Find the line that contains "-232,6 +233,7 @@" in the entries below. Output it and each later line exactly, and nothing else.

Provided records
··········

PR #1065, opened 2020-09-04
performance: Add performance marks at major events

creotutar:
We add performance marks for better metrics into the time between the
initialization of answers and the subsequent major events like the first
query request sent or the query response rendering.

J=None
TEST=manual

Test that on a page load you see all nine performance marks in the
console window.performance.entries() (page with query, depends
on whether you are searching on a vertical or a universal for the
four query marks)

yext.answers.initStart
yext.answers.statusStart
yext.answers.statusEnd
yext.answers.ponyfillStart
yext.answers.ponyfillend
yext.answers.verticalQueryStart
yext.answers.verticalQuerySent
yext.answers.verticalQueryResponseReceived
yext.answers.verticalQueryResponseRendered
yext.answers.universalQueryStart
yext.answers.universalQuerySent
yext.answers.universalQueryResponseReceived
yext.answers.universalQueryResponseRendered

### DIFF
--- a/src/core/core.js
+++ b/src/core/core.js
@@ -135,6 +135,7 @@ export default class Core {
    * @param {boolean} query.append If true, adds the results of this query to the end of the current results, defaults false
    */
   verticalSearch (verticalKey, options = {}, query = {}) {
+    window.performance.mark('yext.answers.queryStart');
     if (!query.append) {
       this.globalStorage.set(StorageKeys.VERTICAL_RESULTS, VerticalResults.searchLoading());
       this.globalStorage.set(StorageKeys.SPELL_CHECK, {});
@@ -232,6 +233,7 @@ export default class Core {
         if (typeof analyticsEvent === 'object') {
           this._analyticsReporter.report(AnalyticsEvent.fromData(analyticsEvent));
         }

··········

Response area
@@ -232,6 +233,7 @@ export default class Core {
         if (typeof analyticsEvent === 'object') {
           this._analyticsReporter.report(AnalyticsEvent.fromData(analyticsEvent));
         }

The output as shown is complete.